━━━━━ RECORDS FOR THE EXERCISE ━━━━━
PR #400, opened 2017-02-27
Done

anniezh12:


lib/board.rb
```diff
@@ -0,0 +1,52 @@
+class Board
+
+attr_accessor :cells
+
+  def initialize
+    @cells =  [" ", " ", " ", " ", " ", " ", " ", " ", " "]
```

lib/board.rb
```diff
@@ -0,0 +1,52 @@
...
+def position(position)
+    @cells[position.to_i-1]
+end
+
+def full?
+@cells.all?{|cell| cell == "X" || cell == "O"}
+end
+
+def turn_count
+  count = 0
```

```ruby
def turn_count
end
```

lib/game.rb
```diff
@@ -0,0 +1,72 @@
...
+  attr_accessor :board, :player_1, :player_2
+WIN_COMBINATIONS = [ [0,1,2],[3,4,5],[6,7,8],[0,3,6],[1,4,7],[2,5,8],[0,4,8],[6,4,2]]
+
+def initialize(player_1 = Players::Human.new("X"), player_2 = Players::Human.new("O"), board = Board.new)
+    @board = board
+    @player_1 = player_1
+    @player_2 = player_2
+end
+def current_player
+  @board.turn_count % 2 == 0 ? @player_1 : @player_2
```

lib/players/human.rb
```diff
@@ -0,0 +1,11 @@
+
+
+ module Players
+class Human < Player
+def move(board)
+  puts "Please Enter a move from 1 to 9"
+  input = gets.chomp
```
```
def move(board)
  gets.chomp
end
```

PR #401, opened 2017-02-28
Project submitted

rslim87:


lib/board.rb
```diff
@@ -0,0 +1,61 @@
...
+	def full?
+		cells.all? {|spot| spot == "X" || spot == "O"}
+	end
+
+	def turn_count
+		cells.count {|spot| spot == "X" || spot == "O"}
+	end
+
+	def taken?(user_input)
+		if cells[user_input.to_i-1] == "X"
```
cernanb: You should be able to use the implicit return value of the boolean expressions rather than returning true or false explicitly.

`cells[user_input.to_i-1] == "X" || cells[user_input.to_i-1] == "O"`

lib/game.rb
```diff
@@ -0,0 +1,102 @@
...
+]
+
+  def initialize(p1=Players::Human.new("X"), p2=Players::Human.new("O"), bd=Board.new)
+    @player_1 = p1
+    @player_2 = p2
+    @board = bd
+  end
+
+  def current_player
+    @board.turn_count % 2 == 0 ? player_1 : player_2
```

lib/game.rb
```diff
@@ -0,0 +1,102 @@
...
+    end
+  end
+
+  def draw?
+    board.full? && !won?
+  end
+
+  def winner
+    win = won?
+    win == nil ? nil : board.cells[win[0]]
```
cernanb: Another way of writing this method is 

```ruby
if won = won?
  board.cells[won.first]
end
```

PR #403, opened 2017-02-28
Done

paaaarv:


lib/board.rb
```diff
@@ -0,0 +1,65 @@
+class Board
+  attr_accessor :cells
+
+  def initialize
+    @cells = [" ", " ", " ", " ", " ", " ", " ", " ", " "]
```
━━━━━
You are asked to transcribe the complete data exactly.

WORKED SOLUTION »
PR #400, opened 2017-02-27
Done

anniezh12:


lib/board.rb
```diff
@@ -0,0 +1,52 @@
+class Board
+
+attr_accessor :cells
+
+  def initialize
+    @cells =  [" ", " ", " ", " ", " ", " ", " ", " ", " "]
```

lib/board.rb
```diff
@@ -0,0 +1,52 @@
...
+def position(position)
+    @cells[position.to_i-1]
+end
+
+def full?
+@cells.all?{|cell| cell == "X" || cell == "O"}
+end
+
+def turn_count
+  count = 0
```

```ruby
def turn_count
end
```

lib/game.rb
```diff
@@ -0,0 +1,72 @@
...
+  attr_accessor :board, :player_1, :player_2
+WIN_COMBINATIONS = [ [0,1,2],[3,4,5],[6,7,8],[0,3,6],[1,4,7],[2,5,8],[0,4,8],[6,4,2]]
+
+def initialize(player_1 = Players::Human.new("X"), player_2 = Players::Human.new("O"), board = Board.new)
+    @board = board
+    @player_1 = player_1
+    @player_2 = player_2
+end
+def current_player
+  @board.turn_count % 2 == 0 ? @player_1 : @player_2
```

lib/players/human.rb
```diff
@@ -0,0 +1,11 @@
+
+
+ module Players
+class Human < Player
+def move(board)
+  puts "Please Enter a move from 1 to 9"
+  input = gets.chomp
```
```
def move(board)
  gets.chomp
end
```

PR #401, opened 2017-02-28
Project submitted

rslim87:


lib/board.rb
```diff
@@ -0,0 +1,61 @@
...
+	def full?
+		cells.all? {|spot| spot == "X" || spot == "O"}
+	end
+
+	def turn_count
+		cells.count {|spot| spot == "X" || spot == "O"}
+	end
+
+	def taken?(user_input)
+		if cells[user_input.to_i-1] == "X"
```
cernanb: You should be able to use the implicit return value of the boolean expressions rather than returning true or false explicitly.

`cells[user_input.to_i-1] == "X" || cells[user_input.to_i-1] == "O"`

lib/game.rb
```diff
@@ -0,0 +1,102 @@
...
+]
+
+  def initialize(p1=Players::Human.new("X"), p2=Players::Human.new("O"), bd=Board.new)
+    @player_1 = p1
+    @player_2 = p2
+    @board = bd
+  end
+
+  def current_player
+    @board.turn_count % 2 == 0 ? player_1 : player_2
```

lib/game.rb
```diff
@@ -0,0 +1,102 @@
...
+    end
+  end
+
+  def draw?
+    board.full? && !won?
+  end
+
+  def winner
+    win = won?
+    win == nil ? nil : board.cells[win[0]]
```
cernanb: Another way of writing this method is 

```ruby
if won = won?
  board.cells[won.first]
end
```

PR #403, opened 2017-02-28
Done

paaaarv:


lib/board.rb
```diff
@@ -0,0 +1,65 @@
+class Board
+  attr_accessor :cells
+
+  def initialize
+    @cells = [" ", " ", " ", " ", " ", " ", " ", " ", " "]
```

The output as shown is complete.